__TASK STATEMENT__: Only the number is needed: how many lines in the entries below contain the string "made"?

RECORD SET START

PR #2551, opened 2022-08-04
MessageFeedbackProcessor, MessagingClient and FileUploadNotificationProcessorClient

tmahmood-microsoft:
## Checklist


iothub/service/src/IotHubServiceClientOptions.cs
```diff
@@ -59,6 +61,18 @@ public IotHubServiceClientOptions()
         /// </summary>
         public HttpClient HttpClient { get; set; }
 
+        /// <summary>
+        /// Whether to use web sockets or not (Only used for AMQP or MQTT).
+        /// </summary>
```
drwill-ms, line 66:
```suggestion
        /// Whether to use web sockets or not.
        /// </summary>
        /// <remarks>
        /// Only used for AMQP or MQTT.
        /// </remarks>
```

iothub/service/src/IotHubServiceClientOptions.cs
```diff
@@ -59,6 +61,18 @@ public IotHubServiceClientOptions()
...
+        public bool UseWebSocketOnly { get; set; }
+
+        /// <summary>
+        /// Service client transport settings used for AMQP/MQTT operations.
+        /// If provided, all other settings will be ignored. If not provided,
+        /// a transport settings client will be created for you based on the other provided settings.
```
drwill-ms, line 72: Put these into a <remarks> section.

iothub/service/src/Messaging/MessageFeedbackProcessorClient.cs
```diff
@@ -0,0 +1,104 @@
+﻿using System;
+using System.Net.Http;
+using System.Threading.Tasks;
+
+namespace Microsoft.Azure.Devices
+{
+    /// <summary>
+    /// Subclient of <see cref="IotHubServiceClient"/> for handling cloud to device message feedback.
```
drwill-ms, line 8:
```suggestion
    /// Subclient of <see cref="IotHubServiceClient"/> for handling cloud-to-device message feedback.
```

iothub/service/src/Messaging/MessageFeedbackProcessorClient.cs
```diff
@@ -0,0 +1,104 @@
...
+    /// </summary>
+    /// <seealso href="https://docs.microsoft.com/azure/iot-hub/iot-hub-devguide-messages-c2d#message-feedback"/>.
+    public class MessageFeedbackProcessorClient
+    {
+        private readonly string _hostName;
+        private readonly IotHubConnectionProperties _credentialProvider;
+        private readonly IotHubConnection _connection;
+
+        /// <summary>
+        /// Get the <see cref="AmqpFeedbackReceiver"/> which can deliver acknowledgments for messages sent to a device/module from IoT hub.
```
drwill-ms, line 18: Don't link to the type. It is in the property definition and will already be included.

iothub/service/src/Messaging/MessageFeedbackProcessorClient.cs
```diff
@@ -0,0 +1,104 @@
...
+        /// </summary>
+        internal AmqpFeedbackReceiver FeedbackReceiver { get; }
```
drwill-ms, line 20: properties after ctors

iothub/service/src/Messaging/MessageFeedbackProcessorClient.cs
```diff
@@ -0,0 +1,104 @@
...
+            }
+            finally
+            {
+                if (Logging.IsEnabled)
+                    Logging.Exit(this, $"Closing FeedbackReceiver", nameof(CloseAsync));
+            }
+        }
+
+        /// <summary>
+        /// Dispose the FeedbackReceiver instance. This call is made over AMQP.
```
drwill-ms, line 91: No call is made.
```suggestion
        /// Dispose the FeedbackReceiver instance.
```

iothub/service/src/Messaging/MessageFeedbackProcessorClient.cs
```diff
@@ -0,0 +1,104 @@
...
+        /// </summary>
+        public virtual void Dispose()
+        {
+            if (Logging.IsEnabled)
+                Logging.Enter(this, $"Disposing FeedbackReceiver", nameof(CloseAsync));
```
drwill-ms, line 96:
```suggestion
                Logging.Enter(this, $"Disposing FeedbackReceiver", nameof(Dispose));
```

iothub/service/src/Messaging/MessageFeedbackProcessorClient.cs
```diff
@@ -0,0 +1,104 @@
...
+
+            FeedbackReceiver.Dispose();
+
+            if (Logging.IsEnabled)
+                Logging.Exit(this, $"Disposing FeedbackReceiver", nameof(CloseAsync));
```
drwill-ms, line 101:
```suggestion
                Logging.Exit(this, $"Disposing FeedbackReceiver", nameof(Dispose));
```

iothub/service/src/IotHubServiceClientOptions.cs
timtay-microsoft: There is no MQTT API in the service client

e2e/test/iothub/messaging/MessageReceiveE2EPoolAmqpTests.cs
```diff
@@ -160,45 +160,46 @@ await PoolingOverAmqp
...
-                (Message msg, string payload, string p1Value) = MessageReceiveE2ETests.ComposeC2dTestMessage(Logger);
-
-                await testDeviceCallbackHandler.SetMessageReceiveCallbackHandlerAsync().ConfigureAwait(false);
-                testDeviceCallbackHandler.ExpectedMessageSentByService = msg;
-
-                await serviceClient.SendAsync(testDevice.Id, msg).ConfigureAwait(false);
-            }
-
-            async Task TestOperationAsync(IotHubDeviceClient deviceClient, TestDevice testDevice, TestDeviceCallbackHandler testDeviceCallbackHandler)
+            using (var serviceClient = new IotHubServiceClient(TestConfiguration.IoTHub.ConnectionString))
```
drwill-ms, line 163: Why switch to this style of using?

e2e/test/iothub/service/IoTHubCertificateValidationE2ETest.cs
```diff
@@ -51,11 +51,14 @@ public async Task ServiceClient_SendMessageToDeviceInvalidServiceCertificateAmqp
 
         private static async Task TestServiceClientInvalidServiceCertificate(TransportType transport)
         {
-            using var service = ServiceClient.CreateFromConnectionString(
-                TestConfiguration.IoTHub.ConnectionStringInvalidServiceCertificate,
-                transport);
+            IotHubServiceClientOptions options = new IotHubServiceClientOptions
```
drwill-ms, line 54: Where is the transport being set?

e2e/test/iothub/service/ServiceClientE2ETests.cs
```diff
@@ -71,16 +71,20 @@ private async Task TestTimeout(TimeSpan? timeout)
         public async Task ServiceClient_SendsMessage(TransportType transportType)
         {
             // arrange
+            IotHubServiceClientOptions options = new IotHubServiceClientOptions
```
drwill-ms, line 74: Same, I don't see transport type being set

iothub/service/src/Jobs/JobRequest.cs
```diff
@@ -56,7 +56,7 @@ public class JobRequest
         /// <summary>
         /// ISO 8601 date time to start the job.
         /// </summary>
-        [JsonProperty(PropertyName = "startTimeUtc")]
+        [JsonProperty(PropertyName = "startTime")]
```
drwill-ms, line 59: Is this fixing a previous break? Otherwise, we are breaking the contract with the service by rneaming this.

e2e/test/iothub/messaging/MessageReceiveE2EPoolAmqpTests.cs
drwill-ms: oh, it just need a `using` keyword before `var` and you've added it. Just switch to the other style.

iothub/service/src/Jobs/JobRequest.cs
drwill-ms: Ah, setting it back to what it was before; thanks.

iothub/service/src/Messaging/MessagingClient.cs
```diff
@@ -0,0 +1,311 @@
...
+            IotHubServiceClientOptions options)
+        {
+            _hostName = hostName;
+            _credentialProvider = credentialProvider;
+            _clientOptions = options;
+            _connection = new IotHubConnection(credentialProvider, options.UseWebSocketOnly, options.TransportSettings, options);
+            _openTimeout = IotHubConnection.DefaultOpenTimeout;
+            _operationTimeout = IotHubConnection.DefaultOperationTimeout;
+            _faultTolerantSendingLink = new FaultTolerantAmqpObject<SendingAmqpLink>(CreateSendingLinkAsync, _connection.CloseLink);
+            _sendingPath = "/messages/deviceBound";
```
drwill-ms, line 70: consider inline init and make const instead of readonly

iothub/service/src/Messaging/MessagingClient.cs
```diff
@@ -0,0 +1,311 @@
...
+        public void Dispose()
+        {
+            Dispose(true);
+            GC.SuppressFinalize(this);
+        }
+
+        /// <summary>
+        /// Dispose the MessagingClient instance.
+        /// </summary>
+        public virtual void Dispose(bool disposing)
```
drwill-ms, line 134: should be protected

drwill-ms: https://docs.microsoft.com/en-us/dotnet/standard/garbage-collection/implementing-dispose

drwill-ms (approved):

iothub/service/src/Messaging/MessageFeedbackProcessorClient.cs
```diff
@@ -0,0 +1,115 @@
...
+using System.Net.Http;
+using System.Threading.Tasks;
+
+namespace Microsoft.Azure.Devices
+{
+    /// <summary>
+    /// Subclient of <see cref="IotHubServiceClient"/> for handling cloud-to-device message feedback.
+    /// </summary>
+    /// <seealso href="https://docs.microsoft.com/azure/iot-hub/iot-hub-devguide-messages-c2d#message-feedback"/>.
+    public class MessageFeedbackProcessorClient : IDisposable
```
timtay-microsoft, line 11: I don't follow how users are expected to use this class to get c2d message feedback. I was expecting to see a callback that executes each time feedback is received, but I don't see anything like that. All I see is the ability to open and close an AMQP connection

timtay-microsoft: Same comment for FileUploadNotificationProcessort

timtay-microsoft: I'd suggest you take a look at the [Java implementation](https://github.com/Azure/azure-iot-sdk-java/blob/main/service/iot-service-client/src/main/java/com/microsoft/azure/sdk/iot/service/messaging/MessageFeedbackProcessorClient.java) of this class and the [associated sample](https://github.com/Azure/azure-iot-sdk-java/blob/main/service/iot-service-samples/message-feedback-processor-client-sample/src/main/java/samples/com/microsoft/azure/sdk/iot/MessageFeedbackProcessorClientSample.java) to understand what this client is supposed to do.

iothub/service/src/Messaging/MessageFeedbackProcessorClient.cs
```diff
@@ -0,0 +1,115 @@
...
+    {
+        private readonly string _hostName;
+        private readonly IotHubConnectionProperties _credentialProvider;
+        private readonly IotHubConnection _connection;
```
timtay-microsoft, line 15: You'll need to expose a callback in this class that notifies users when the connection is lost. Otherwise, they may successfully call open, wait for feedback, and then never get it because the connection was dropped. See [here](https://github.com/Azure/azure-iot-sdk-java/blob/c35f7782e400d3d7cc341b370117e70ece76236f/service/iot-service-client/src/main/java/com/microsoft/azure/sdk/iot/service/messaging/MessageFeedbackProcessorClient.java#L43) for the Java equivalent

timtay-microsoft: All these 3 AMQP subclients will need this feature since all 3 rely on a persistent connection.

timtay-microsoft (changes requested):
These aren't usable APIs yet

iothub/service/src/Messaging/MessageFeedbackProcessorClient.cs
tmahmood-microsoft: @timtay-microsoft added the suggested changes.

iothub/service/src/Messaging/MessageFeedbackProcessorClient.cs
```diff
@@ -0,0 +1,156 @@
...
+                    Logging.Exit(this, $"Opening FeedbackReceiver", nameof(OpenAsync));
+            }
+        }
+
+        /// <summary>
+        /// Receive cloud-to-device message feedback.
+        /// </summary>
+        /// <param name="cancellationToken">A cancellation token to cancel the operation.</param>
+        /// <exception cref="OperationCanceledException">If the provided <paramref name="cancellationToken"/> has requested cancellation.</exception>
+        public async Task ReceiveAsync(CancellationToken cancellationToken = default)
```
timtay-microsoft, line 88: It looks like you are mixing design patterns a bit here. A class like this could go one of 2 ways.

The first way is that the user gives us a callback to execute each time a feedback message is received on the opened connection.

```csharp
public class SampleCode
{
    public async Task main()
    {
        serviceClient.MessageFeedbackProcessorClient.MessageFeedbackProcessor = 
            HandleMessageFeedback;
        await serviceClient.MessageFeedbackProcessorClient.OpenAsync();
    }
    
    public AcknowledgementType HandleMessageFeedback(FeedbackBatch feedback)
    {
        // customer logic for handling the feedback
        return AcknowledgementType.Complete; 
    }
}
```


The second way is to ask the user to constantly poll for feedback messages.

```csharp
public class SampleCode
{
    public async Task main()
    {
        await serviceClient.MessageFeedbackProcessorClient.OpenAsync();

        while (true)
        {
            FeedbackBatch feedbackBatch = await serviceClient.MessageFeedbackProcessorClient.ReceiveAsync();
            if (feedbackBatch != null)
            {
                // do something with the received feedbackBatch
            }
        }
    }
}
```

timtay-microsoft: I generally prefer the first pattern, but this could be a design discussion you bring up to the broader team if you feel it is worth talking about in depth. If you do go with the first pattern, then there shouldn't be a ```ReceiveAsync()``` call in your class here

tmahmood-microsoft: @timtay-microsoft  where would we invoke the callback in the first case then?

timtay-microsoft: Internally. The customer wouldn't need to do anything other than open the connection

timtay-microsoft: While we've been reticent to maintain e2e tests of these two AMQP receiver classes due to how flakey the feature feels, it may be worthwhile to write some just to test out your code locally and get a feel for how usable your APIs are here.

abhipsaMisra: Azure AMQP does allow you to assign a callback, which would get triggered any time a message is received on the receiving link. This is the API you'd want to use to be able to set a listener: https://github.com/Azure/azure-amqp/blob/43e7b821e4fe119a4a47fa2240a6a1f8871d0848/src/ReceivingAmqpLink.cs#L56-L66

Our device client cloud-to-device callback API makes use of this feature: https://github.com/Azure/azure-iot-sdk-csharp/blob/05a98010ef1daab9dc3208d3aaf97628e2828dc6/iothub/device/src/Transport/Amqp/AmqpUnit.cs#L302

drwill-ms: This sounds like the ReceiveAsync vs SetC2dMessageHandlerAsync design choice. Right?

I'd prefer the callback too.

timtay-microsoft: > This sounds like the ReceiveAsync vs SetC2dMessageHandlerAsync design choice. Right?

Yes, it's the same discussion we had for receiving c2d messages on the device side

tmahmood-microsoft: @timtay-microsoft added the suggested changes.

e2e/test/iothub/service/PurgeMessageQueueE2ETests.cs
```diff
@@ -0,0 +1,52 @@
...
+            for (int i = 0; i < 50; ++i)
+            {
+                await sc.Messaging.SendAsync(deviceId, testMessage);
+            }
+            PurgeMessageQueueResult result = await sc.Messaging.PurgeMessageQueueAsync(deviceId, CancellationToken.None).ConfigureAwait(false);
+            Assert.AreEqual(expectedResult.DeviceId, result.DeviceId);
+            Assert.AreEqual(expectedResult.TotalMessagesPurged, result.TotalMessagesPurged);
+        }
+
+        private Message ComposeD2CTestMessage()
```
timtay-microsoft, line 37: You don't need to go so far as to create a message with all these detailed properties for this test to work. 

```csharp
return var new Message(Encoding.UTF8.GetBytes("some payload"));
```

iothub/service/src/IotHubServiceClient.cs
```diff
@@ -125,6 +127,7 @@ public IotHubServiceClient(string hostName, AzureSasCredential credential, IotHu
             _hostName = hostName;
             _httpClient = HttpClientFactory.Create(_hostName, options);
             _httpRequestMessageFactory = new HttpRequestMessageFactory(_credentialProvider.HttpsEndpoint, ApiVersion);
+            _options = options;
```
timtay-microsoft, line 130: It doesn't look like we need to save this options bundle in this class locally. All you need to do is pass it as an argument into the ```InitializeSubclients``` function below

iothub/service/src/IotHubServiceClientOptions.cs
```diff
@@ -59,6 +61,23 @@ public IotHubServiceClientOptions()
         /// </summary>
         public HttpClient HttpClient { get; set; }
 
+        /// <summary>
+        /// Whether to use web sockets or not.
+        /// </summary>
+        /// <remarks>
+        /// Only used for AMQP or MQTT.
```
timtay-microsoft, line 68: There is no MQTT usage in the service client, so remove it here. On top of that, the user isn't expected to know off-hand which subclients use AMQP, so it may be worth enumerating which ones do here.

iothub/service/src/IotHubServiceClientOptions.cs
```diff
@@ -59,6 +61,23 @@ public IotHubServiceClientOptions()
...
+        /// </remarks>
+        public bool UseWebSocketOnly { get; set; }
+
+        /// <summary>
+        /// Service client transport settings used for AMQP/MQTT operations.
```
timtay-microsoft, line 73: No MQTT

iothub/service/src/IotHubServiceClientOptions.cs
```diff
@@ -59,6 +61,23 @@ public IotHubServiceClientOptions()
...
+        /// </summary>
+        /// <remarks>
+        /// If provided, all other settings will be ignored, otherwise,
+        /// a transport settings client will be created based on other provided settings.
+        /// </remarks>
+        public ServiceClientTransportSettings TransportSettings { get; set; }
```
timtay-microsoft, line 79: This class doesn't appear to add any options that we didn't already have. Why are you adding it here?

timtay-microsoft: This ```IotHubServiceClientOptions``` class already allows users to provide a proxy that the HTTP client and AMQP client can use. The only other option is ```ConnectionLeaseTimeoutMilliseconds``` which we are intentionally no longer exposing. Users who want to configure settings at that level of granularity are expected to pass in an HTTP client they themselves constructed

iothub/service/src/Messaging/FileUploadNotificationProcessorClient.cs
```diff
@@ -0,0 +1,174 @@
...
+        /// <remarks>
+        /// May not be null.
+        /// </remarks>
+        public Func<FileNotification, DeliveryAcknowledgement> _fileNotificationProcessor;
+
+        /// <summary>
+        /// The callback to be executed when the connection is lost.
+        /// </summary>
+        /// <remarks>
+        /// May not be null.
```
timtay-microsoft, line 36: We can allow this field to be null. The customer won't be notified of connection drops which is bad practice, but we can still allow it.

iothub/service/src/Messaging/FileUploadNotificationProcessorClient.cs
```diff
@@ -0,0 +1,174 @@
...
+    {
+        private readonly string _hostName;
+        private readonly IotHubConnectionProperties _credentialProvider;
+        private readonly IotHubConnection _connection;
+
+        /// <summary>
+        /// The callback to be executed each time file upload notification is received from the service.
+        /// </summary>
+        /// <remarks>
+        /// May not be null.
```
timtay-microsoft, line 28: While this field should not be null, it does appear to be null when this subclient is initialized. I'd consider throwing an exception if the user calls ```OpenAsync()``` without first setting a value here.

iothub/service/src/Messaging/FileUploadNotificationProcessorClient.cs
```diff
@@ -0,0 +1,174 @@
...
+        /// </remarks>
+        public Func<FileNotification, DeliveryAcknowledgement> _fileNotificationProcessor;
+
+        /// <summary>
+        /// The callback to be executed when the connection is lost.
+        /// </summary>
+        /// <remarks>
+        /// May not be null.
+        /// </remarks>
+        public Action<Exception> _errorProcessor;
```
timtay-microsoft, line 38: Don't have this action give the user the Exception like this. Wrap it into a class like we did in Java [here](https://github.com/Azure/azure-iot-sdk-java/blob/c35f7782e400d3d7cc341b370117e70ece76236f/service/iot-service-client/src/main/java/com/microsoft/azure/sdk/iot/service/messaging/FileUploadNotificationProcessorClient.java#L43). The reason we do this is so that we can add additional fields later such as DateTime when it happened, previous state, etc. without causing breaking changes

iothub/service/src/Messaging/FileUploadNotificationProcessorClient.cs
```diff
@@ -0,0 +1,174 @@
...
+            _hostName = hostName;
+            _credentialProvider = credentialProvider;
+            _connection = new IotHubConnection(credentialProvider, options.UseWebSocketOnly, options.TransportSettings, options);
+            FileNotificationReceiver = new AmqpFileNotificationReceiver(_connection);
+        }
+
+        /// <summary>
+        /// Gets the AmqpFileNotificationReceiver which can deliver notifications for file upload operations.
+        /// </summary>
+        internal AmqpFileNotificationReceiver FileNotificationReceiver { get; }
```
timtay-microsoft, line 61:
```suggestion
        internal AmqpFileNotificationReceiver _fileNotificationReceiver;
```

There's no need to make a property out of this if we aren't exposing it to users.

iothub/service/src/Messaging/FileUploadNotificationProcessorClient.cs
```diff
@@ -0,0 +1,174 @@
...
+            IotHubServiceClientOptions options)
+        {
+            _hostName = hostName;
+            _credentialProvider = credentialProvider;
+            _connection = new IotHubConnection(credentialProvider, options.UseWebSocketOnly, options.TransportSettings, options);
+            FileNotificationReceiver = new AmqpFileNotificationReceiver(_connection);
+        }
+
+        /// <summary>
+        /// Gets the AmqpFileNotificationReceiver which can deliver notifications for file upload operations.
```
timtay-microsoft, line 59:
```suggestion
        /// Gets the AmqpFileNotificationReceiver which receives notifications for file upload operations.
```

iothub/service/src/Messaging/FileUploadNotificationProcessorClient.cs
```diff
@@ -0,0 +1,174 @@
...
+                ReceivingAmqpLink receivingLink = await FileNotificationReceiver.FaultTolerantReceivingLink.GetReceivingLinkAsync().ConfigureAwait(false);
+                receivingLink.RegisterMessageListener(OnNotificationMessageReceivedAsync);
+            }
+            catch (Exception ex)
+            {
+                if (Logging.IsEnabled)
+                    Logging.Error(this, $"{nameof(OpenAsync)} threw an exception: {ex}", nameof(OpenAsync));
+                if (ex is IotHubException || ex is IOException)
+                {
+                    _errorProcessor?.Invoke(ex);
```
timtay-microsoft, line 83: There's no need to feed the error processor with this error when we throw it immediately afterwards. This error processor is only for surfacing connection level errors that occur in threads that the user does not maintain. Since the user maintains the thread that called ```OpenAsync()```, there is no need to feed this error to the error processor.

iothub/service/src/Messaging/FileUploadNotificationProcessorClient.cs
```diff
@@ -0,0 +1,174 @@
...
+            FileNotificationReceiver = new AmqpFileNotificationReceiver(_connection);
+        }
+
+        /// <summary>
+        /// Gets the AmqpFileNotificationReceiver which can deliver notifications for file upload operations.
+        /// </summary>
+        internal AmqpFileNotificationReceiver FileNotificationReceiver { get; }
+
+        /// <summary>
+        /// Open the AmqpFileNotificationReceiver instance.
```
timtay-microsoft, line 64: Customers have no idea what an ```AmqpFileNotificationReceiver``` is.

```suggestion
        /// Open the connection and start receiving file upload notifications.
```

iothub/service/src/Messaging/FileUploadNotificationProcessorClient.cs
```diff
@@ -0,0 +1,174 @@
...
+            }
+            finally
+            {
+                if (Logging.IsEnabled)
+                    Logging.Exit(this, $"Opening AmqpFileNotificationReceiver", nameof(OpenAsync));
+            }
+        }
+
+        /// <summary>
+        /// Close the AmqpFileNotificationReceiver instance.
```
timtay-microsoft, line 95: Same comment as in the OpenAsync xml comments

iothub/service/src/Messaging/FileUploadNotificationProcessorClient.cs
```diff
@@ -0,0 +1,174 @@
...
+                Logging.Enter(this, $"Disposing AmqpFileNotificationReceiver", nameof(Dispose));
+
+            FileNotificationReceiver.Dispose();
+
+            if (Logging.IsEnabled)
+                Logging.Exit(this, $"Disposing AmqpFileNotificationReceiver", nameof(Dispose));
+            GC.SuppressFinalize(this);
+        }
+
+        private async void OnNotificationMessageReceivedAsync(AmqpMessage amqpMessage)
```
timtay-microsoft, line 137: This function

iothub/service/src/Messaging/FileUploadNotificationProcessorClient.cs
```diff
@@ -0,0 +1,174 @@
...
+                if (amqpMessage != null && _fileNotificationProcessor != null)
+                {
+                    using (amqpMessage)
+                    {
+                        AmqpClientHelper.ValidateContentType(amqpMessage, CommonConstants.FileNotificationContentType);
+
+                        FileNotification fileNotification = await AmqpClientHelper.GetObjectFromAmqpMessageAsync<FileNotification>(amqpMessage).ConfigureAwait(false);
+                        fileNotification.LockToken = new Guid(amqpMessage.DeliveryTag.Array).ToString();
+
+                        _fileNotificationProcessor.Invoke(fileNotification);
```
timtay-microsoft, line 153: You are ignoring the AcknowledgementType return value here. This return value decides how the AMQP layer acknowledges this particular file upload notification message.

iothub/service/src/Messaging/FileUploadNotificationProcessorClient.cs
```diff
@@ -0,0 +1,174 @@
...
+                    }
+                }
+            }
+            catch(Exception ex)
```
timtay-microsoft, line 157:
```suggestion
            catch (Exception ex)
```

iothub/service/src/Messaging/FileUploadNotificationProcessorClient.cs
```diff
@@ -0,0 +1,174 @@
...
+            {
+                if (Logging.IsEnabled)
+                    Logging.Error(this, $"{nameof(OnNotificationMessageReceivedAsync)} threw an exception: {ex}", nameof(OnNotificationMessageReceivedAsync));
+                if (ex is IotHubException || ex is IOException)
+                {
+                    _errorProcessor?.Invoke(ex);
```
timtay-microsoft, line 163: This is a good example of a case where we should invoke the error processor but should **not** throw. This is a callback function that executes on the AMQP layer's thread, not the user's application thread.

timtay-microsoft: So keep this line, but don't throw this error below.

iothub/service/src/Messaging/MessageFeedbackProcessorClient.cs
```diff
@@ -0,0 +1,180 @@
...
+        /// </remarks>
+        public Func<FeedbackBatch, DeliveryAcknowledgement> _messageFeedbackProcessor;
+
+        /// <summary>
+        /// The callback to be executed when the connection is lost.
+        /// </summary>
+        /// <remarks>
+        /// May not be null.
+        /// </remarks>
+        public Action<Exception> _errorProcessor;
```
timtay-microsoft, line 39: I don't see this error processor being invoked when the AMQP connection is lost. So far, it is only invoked if the handling of a file upload notification fails. The connection can be lost even when no messages are being received.

iothub/service/src/Messaging/MessageFeedbackProcessorClient.cs
```diff
@@ -0,0 +1,180 @@
...
+            }
+        }
+
+        /// <summary>
+        /// Close the FeedbackReceiver instance.
+        /// </summary>
+        public virtual async Task CloseAsync()
+        {
+            if (Logging.IsEnabled)
+                Logging.Enter(this, $"Closing FeedbackReceiver", nameof(CloseAsync));
```
timtay-microsoft, line 100:
```suggestion
                Logging.Enter(this, $"Closing MessageFeedbackProcessorClient", nameof(CloseAsync));
```

iothub/service/src/Messaging/MessagingClient.cs
```diff
@@ -0,0 +1,379 @@
...
+
+namespace Microsoft.Azure.Devices
+{
+    /// <summary>
+    /// Transport types supported by MessagingClient.
+    /// </summary>
+    /// <remarks>
+    /// Amqp and Amqp over WebSocket only.
+    /// </remarks>
+    public enum TransportType
```
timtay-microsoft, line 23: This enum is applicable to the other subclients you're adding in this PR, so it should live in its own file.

RECORD SET END

__ANSWER SPACE__: 2